I'm trying to generate a result set from a table with effectively a unique/primary key as billyear, billmonth and type along with cost and consumption. So there could be 3 bill year and bill month identical entries but the type could be one of three values: E, W or NG.
I need to create a result set that has just one row per billyear and billmonth entry.
(
select month as billmonth, year as billyear, cost_estimate as eleccost, consumption_estimate as eleccons from tblbillforecast where buildingid=19 and type='E'
)
UNION (
select month as billmonth, year as billyear, cost_estimate as gascost, consumption_estimate as gascons from tblbillforecast where buildingid=19 and type='NG'
)
UNION (
select month as billmonth, year as billyear, cost_estimate as watercost, consumption_estimate as watercons from tblbillforecast where buildingid=19 and type='W'
)
This generates a result set with only billmonth, billyear, eleccost and eleccons columns. I've tried all kinds of solutions but the above example is the simplest to show where it's going wrong.
Additionally it still has 3 rows per billmonth/billyear unique combination instead of merging to one.
UPDATE:
Sample data
SELECT month AS billmonth,
year AS billyear,
SUM(CASE type WHEN 'E' THEN cost_estimate END) AS eleccost,
SUM(CASE type WHEN 'NG' THEN cost_estimate END) AS gascost,
SUM(CASE type WHEN 'W' THEN cost_estimate END) AS watercost
FROM tblbillforecast
WHERE buildingid=19
GROUP BY billmonth, billyear;
Result:
Expected result, eg:
year | month | eleccost | gascost | watercost
2018 | 1 | 32800 | 4460 | 4750
This is behaving correctly. An SQL query result set has one name per column, and this name applies to all the rows. So if you try to rename the column in the second or subsequent queries of the UNION, those new names are ignored. The name of the column is determined only by the first query of the UNION.

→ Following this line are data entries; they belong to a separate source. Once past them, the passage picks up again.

PR #90, opened 2019-11-22
Work indexing

### LINKED ISSUE #81: Index works instead of work versions
Currently all versions of a work are being indexed. Instead, we should only index the current one, and search results should return the current work only.

## TODO
* add uuid to a work
* index the work's uuid using metadata from it's current _published_ version

Note: Draft versions will not be indexed.

awead:
Changes the work and work version indexing process so that only works will be searched when searching the catalog. Work versions are still indexed in Solr so that they can be rendered by the CatalogController. However, a new boolean field is added to their documents indicating if the particular version is the latest published version or not. Also, draft versions are _not_ indexed.

A work is indexed into solr by copying the metadata fields from the latest published version and adding it to its own. This has the side-effect of creating two, almost identical, records for a given latest published version.

Fixes #81

### DIFF
--- a/app/indexers/work_indexer.rb
+++ b/app/indexers/work_indexer.rb
@@ -1,0 +1,10 @@
+# frozen_string_literal: true
+
+class WorkIndexer
+  def self.call(work, commit: false)
+    work.versions.published.map do |version|
+      IndexingService.add_document(version.to_solr, commit: false)
+    end
+    IndexingService.add_document(work.to_solr, commit: commit)
+  end
+end
--- a/app/models/work.rb
+++ b/app/models/work.rb
@@ -56,6 +56,11 @@ class Work < ApplicationRecord
     work
   end
 
+  def self.reindex_all
+    find_each { |work| WorkIndexer.call(work, commit: false) }
+    IndexingService.commit
+  end
+
   def latest_version
     versions.last
   end
@@ -66,5 +71,11 @@ class Work < ApplicationRecord
 
   def draft_version
     versions.draft.last
+  end
+
+  def to_solr
+    SolrDocumentBuilder.call(resource: latest_published_version)
+      .merge(SolrDocumentBuilder.call(resource: self))
+      .except(:latest_version_bsi)
   end
 end
--- a/app/services/indexing_service.rb
+++ b/app/services/indexing_service.rb
@@ -1,49 +1,15 @@
 # frozen_string_literal: true
 
 class IndexingService
-  class Error < StandardError; end
-
-  # @param [ActiveRecord::Base]
-  # @param [Schema, Hash, nil]
+  # @param [Hash]
   # @param [Boolean]
-  def self.call(resource:, schema: nil, commit: false)
-    new(resource, schema, commit).index
+  def self.add_document(document, commit: false)
+    connection = Blacklight.default_index.connection
+    connection.add(document)
+    connection.commit if commit
   end
 
-  attr_reader :resource, :schema
-
-  def initialize(resource, schema, commit)
-    @resource = resource
-    @schema = schema || DefaultSchema.new(resource.class).schema
-    @commit = commit
+  def self.commit
+    Blacklight.default_index.connection.commit
   end
-
-  def index
-    raise Error, "#{resource.class} has no uuid defined" unless resource.respond_to?(:uuid)
-
-    connection.add(document.merge(id: resource.uuid, model_ssi: resource.class.to_s))
-    connection.commit if commit?
-  end
-
-  def document
-    schema.keys.map do |solr_field|
-      [solr_field.to_s, document_values(solr_field)]
-    end.to_h
-  end
-
-  private
-
-    def document_values(field)
-      schema[field].map do |attribute|
-        resource.send(attribute) if resource.respond_to?(attribute)
-      end
-    end
-
-    def commit?
-      @commit
-    end
-
-    def connection
-      @connection ||= Blacklight.default_index.connection
-    end
 end
--- a/app/services/solr_document_builder.rb
+++ b/app/services/solr_document_builder.rb
@@ -1,0 +1,40 @@
+# frozen_string_literal: true
+
+class SolrDocumentBuilder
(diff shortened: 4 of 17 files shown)


app/indexers/work_indexer.rb
```diff
@@ -0,0 +1,10 @@
+# frozen_string_literal: true
+
+class WorkIndexer
+  def self.call(work, commit: false)
+    work.versions.published.map do |version|
```
awead: @rschenk I suppose we could exclude the latest published version here and that would avoid the duplicate record issue. There'd always be x number of records in Solr, 1 work record and x - 1 work version records.

app/models/work.rb
```diff
@@ -56,6 +56,11 @@ def self.build_with_empty_version(*args)
     work
   end
 
+  def self.reindex_all
+    all.map { |work| WorkIndexer.call(work) }
```
rschenk: You should use `find_each` here instead of `all`, because under the hood it will automatically load the records out in batches of 1,000 keeping memory usage light. Using `all` is dangerous when tables get large because it can chew through memory and make the server start swapping

app/models/work.rb
```diff
@@ -56,6 +56,11 @@ def self.build_with_empty_version(*args)
     work
   end
 
+  def self.reindex_all
+    find_each.map { |work| WorkIndexer.call(work) }
```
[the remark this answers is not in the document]
awead: @rschenk ah, no, we don't. As to the the commit, it defaults to false. The next line calls commit.

app/services/solr_document_builder.rb
```diff
@@ -0,0 +1,40 @@
...
+  def self.call(resource:, schema: nil)
+    return {} if resource.nil?
+
+    new(resource, schema).document
+  end
+
+  attr_reader :schema, :resource
+
+  def initialize(resource, schema)
+    raise Error, "#{resource.class} has no uuid defined" unless resource.respond_to?(:uuid)
```
rschenk: Personally I like `ArgumentError` for this kind of stuff

spec/factories/work_versions.rb
```diff
@@ -7,6 +7,11 @@
     title { generate(:work_title) }
     sequence(:version_number) { |n| work.present? ? work.versions.length + 1 : n }
 
+    after(:build) do |work_version|
+      # Postgres does this for us, but for testing, we can do it here to save having to call create/reload.
+      work_version.uuid = SecureRandom.uuid
+    end
+
```
rschenk: Rather than have this in a callback, could we just put this into a normal factorybot attribute?

```ruby
uuid { SecureRandom.uuid }
```

spec/factories/works.rb
```diff
@@ -10,6 +10,11 @@
       versions_count { 1 }
     end
 
+    after(:build) do |work|
+      # Postgres does this for us, but for testing, we can do it here to save having to call create/reload.
+      work.uuid = SecureRandom.uuid
+    end
+
```
rschenk: See comment on `spec/factories/work_version/rb`

app/indexers/work_indexer.rb
rschenk: Would that somehow cause mayhem if we wanted to show the latest published version via a blacklight Catalog#show page?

Additionally it still has 3 rows per billmonth/billyear unique combination instead of merging to one.
That's also correct behavior, according to the query you tried. UNION does not merge multiple rows into one, it only appends sets of rows.
As Akina hinted in the comments above, you may use multiple columns:
SELECT month AS billmonth,
year AS billyear,
SUM(CASE type WHEN 'E' THEN cost_estimate END) AS eleccost,
SUM(CASE type WHEN 'NG' THEN cost_estimate END) AS gascost,
SUM(CASE type WHEN 'W' THEN cost_estimate END) AS watercost
FROM tblbillforecast
WHERE buildingid=19
GROUP BY billmonth, billyear;
This uses GROUP BY to "merge" rows together, so you get one row in the result per month/year.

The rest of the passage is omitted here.